Memory Management Components
1. Memory Management Unit (MMU)
Function: Hardware component that performs virtual-to-physical address translation
Responsibilities:
- Enables access to both RAM and swap space
- Manages memory protection through page tables
- Handles translation lookaside buffer (TLB) operations
2. Page Fault Handler
Trigger: Activated when a process accesses a page not in physical memory
Process Flow:
- Page fault exception occurs
OS determines fault type:
- Valid access (page in swap space)
- First access (zero-fill page)
- Invalid access (protection fault)
Appropriate action taken:
- Load from disk (if swapped out)
- Allocate new page (first access)
- Terminate process (invalid access)
3. Memory Pager (Swapper)
Primary Role: Manages page replacement between RAM and disk
Key Functions:
- Implements page replacement algorithms (LRU, FIFO, Clock)

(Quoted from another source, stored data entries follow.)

PR #15455, opened 2022-03-02
add "in" operator support

vankop:
feature
add "in" operator support

yes

no

nothing


lib/dependencies/HarmonyImportSpecifierDependency.js
```diff
@@ -38,7 +38,8 @@ class HarmonyImportSpecifierDependency extends HarmonyImportDependency {
 		name,
 		range,
 		exportPresenceMode,
-		assertions
+		assertions,
+		usedIds
```
sokra, line 42: Not sure what the intend of this is? Doesn't sound right...

lib/dependencies/HarmonyImportSpecifierDependency.js
```diff
@@ -267,7 +271,7 @@ HarmonyImportSpecifierDependency.Template = class HarmonyImportSpecifierDependen
 		// Skip rendering depending when dependency is conditional
 		if (connection && !connection.isTargetActive(runtime)) return;
 
-		const ids = dep.getIds(moduleGraph);
+		const ids = dep.usedIds || dep.getIds(moduleGraph);
 
 		let exportExpr;
```
sokra, line 276: I think you need to have a very different template here in `in` mode

lib/dependencies/HarmonyImportDependencyParserPlugin.js
```diff
@@ -131,6 +131,44 @@ module.exports = class HarmonyImportDependencyParserPlugin {
...
+				)
+					return;
+				const settings = rootInfo.tagInfo.data;
+				const members = rightPart.getMembers();
+				const dep = new HarmonyImportSpecifierDependency(
+					settings.source,
+					settings.sourceOrder,
+					settings.ids.concat(members).concat([leftPart]),
+					settings.name,
+					rightPart.range,
```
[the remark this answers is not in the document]
vankop: ah.. yes we can just replace with `boolean` if known...

lib/dependencies/HarmonyInOperatorImportSpecifierDependency.js
```diff
@@ -0,0 +1,57 @@
...
+		if (connection && !connection.isTargetActive(runtime)) return;
+
+		const exportsInfo = moduleGraph.getExportsInfo(connection.module);
+		const value = exportsInfo.isExportProvided(dep.getIds(moduleGraph));
+
+		if (dep.shorthand) {
+			source.insert(dep.range[1], `: ${value}`);
+		} else {
+			source.replace(dep.range[0], dep.range[1] - 1, `${value}`);
+		}
```
sokra, line 53: When `value` is `undefined` or `null` we need to fallback to determining the value at runtime.

This could be the case e. g. in the following cases:

* `providedExports` is disabled
* `import * as x from "./commonjs.js"; "a" in x;`
* `import * as x from "./esm.js"; "a" in x.a.b.c;`

Then you want to generate something like `"usedName" in a.b.c.d`

lib/dependencies/HarmonyEvaluatedImportSpecifierDependency.js
```diff
@@ -0,0 +1,103 @@
...
+		const value = exportsInfo.isExportProvided(ids);
+
+		if (typeof value === "boolean") {
+			source.replace(dep.range[0], dep.range[1] - 1, `${value}`);
+		} else {
+			this._applyForIds(
+				dependency,
+				source,
+				templateContext,
+				ids.slice(0, -1),
```
vankop, line 96: technically this should be improved for cases `x.a !== undefined` (should be same ids in this case)

vankop: also above in case of `x.a !== undefined` if value is compile time truthy/falsy value we need to compare import specifier `value` and dependency `value` using operator

lib/dependencies/HarmonyImportDependencyParserPlugin.js
```diff
@@ -131,6 +132,45 @@ module.exports = class HarmonyImportDependencyParserPlugin {
...
+					settings.sourceOrder,
+					settings.ids.concat(members).concat([leftPart]),
+					settings.name,
+					expression.range,
+					settings.assertions,
+					"in",
+					leftPart,
+					rightPart.range
+				);
+				dep.directImport = members.length === 0;
```
vankop, line 166: will be used only when concatenating not evaluated identifier

lib/dependencies/HarmonyImportDependencyParserPlugin.js
```diff
@@ -131,6 +132,45 @@ module.exports = class HarmonyImportDependencyParserPlugin {
...
+				dep.asiSafe = !parser.isAsiPosition(expression.range[0]);
```
vankop, line 167: right now we could set `true`, but for other operators should be used `parser.isAsiPosition`..

sokra (approved):

lib/dependencies/HarmonyEvaluatedImportSpecifierDependency.js
```diff
@@ -21,21 +21,9 @@ const HarmonyImportSpecifierDependency = require("./HarmonyImportSpecifierDepend
...
-		assertions,
-		operator,
-		value,
-		importSpecifierRange
-	) {
+	constructor(request, sourceOrder, ids, name, range, assertions, operator) {
 		super(request, sourceOrder, ids, name, range, false, assertions);
 		this.operator = operator;
-		this.value = value;
-		this.importSpecifierRange = importSpecifierRange;
```
vankop: yeah, since we evaluated to identifier we can use full expression range...

sokra:
Thanks

Chrobob-777:
VPN application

- Maintains working sets of active processes
- Balances memory pressure across the system
To translate a virtual address to a physical address in Linux, the system relies on a combination of hardware and software mechanisms, primarily involving the Memory Management Unit (MMU) and page tables. Here’s a detailed overview of this process:
Translation Process
1. Virtual Address Structure
A virtual address is typically divided into two parts:
- Virtual Page Number (VPN): Identifies the page in the virtual address space
- Offset: Indicates the specific location within that page
For instance, in a 32-bit architecture with 4KB pages, the virtual address can be structured as follows:
- The upper bits correspond to the VPN
- The lower bits represent the offset within the page
2. Page Tables
The operating system maintains a set of data structures known as page tables. Each process has its own page table that maps virtual pages to physical frames in memory. The translation involves several levels of page tables:
- Page Global Directory (PGD)
- Page Upper Directory (PUD)
- Page Middle Directory (PMD)
- Page Table Entry (PTE)
Each level of the table is indexed using parts of the VPN, allowing for hierarchical lookup.
Example: x86-64 uses 4-level paging (PGD→PUD→PMD→PTE) consuming 9 bits of VPN per level.
The following diagram depicts the layout of the page table for x86-64:
Source Oreilly
3. Translation Lookaside Buffer (TLB)
To speed up the translation process, the MMU uses a cache called the TLB, which stores recent translations of virtual addresses to physical addresses. When a virtual address is accessed:
- The MMU first checks the TLB for a matching entry
- If found (TLB hit), it retrieves the physical address directly
- If not found (TLB miss), it proceeds to walk through the page tables
Source cs4118.github.io
- Walking the Page Tables: If a TLB miss occurs, the system must walk through the page tables:
- Start from the PGD and use part of the VPN to index into it.
- Continue down to PUD, PMD, and finally PTE, checking for valid entries at each level.
- If a valid PTE is found, it contains the frame number corresponding to the physical address.
- Calculating Physical Address: Once the correct PTE is located:
- The physical frame number (PFN) is extracted from it.
- The physical address is calculated by combining this PFN with the original offset from the virtual address.
The formula for calculating the physical address is:
Physical Address=(PFN<<PAGE SHIFT)∣Offset
Example Code Snippet
In kernel space, you can translate a virtual address to a physical address using code similar to this:
1
2
3
4
5
6
7
8
9
10
11
12
unsigned long get_physical_address(void *virtual_address) {
struct mm_struct *mm = current->mm;
pgd_t *pgd = pgd_offset(mm, (unsigned long)virtual_address);
pud_t *pud = pud_offset(pgd, (unsigned long)virtual_address);
pmd_t *pmd = pmd_offset(pud, (unsigned long)virtual_address);
pte_t *pte = pte_offset_map(pmd, (unsigned long)virtual_address);
if (!pte_none(*pte)) {
return (pte_val(*pte) & PAGE_MASK) | ((unsigned long)virtual_address & ~PAGE_MASK);
}
return 0; // Invalid address
}
User-Space Access
In user space, you can access mappings using special files in /proc
:
/proc/<pid>/maps
: Lists memory mappings for a process./proc/<pid>/pagemap
: Provides information about each mapped page, including whether it is present in RAM and its corresponding physical address if available.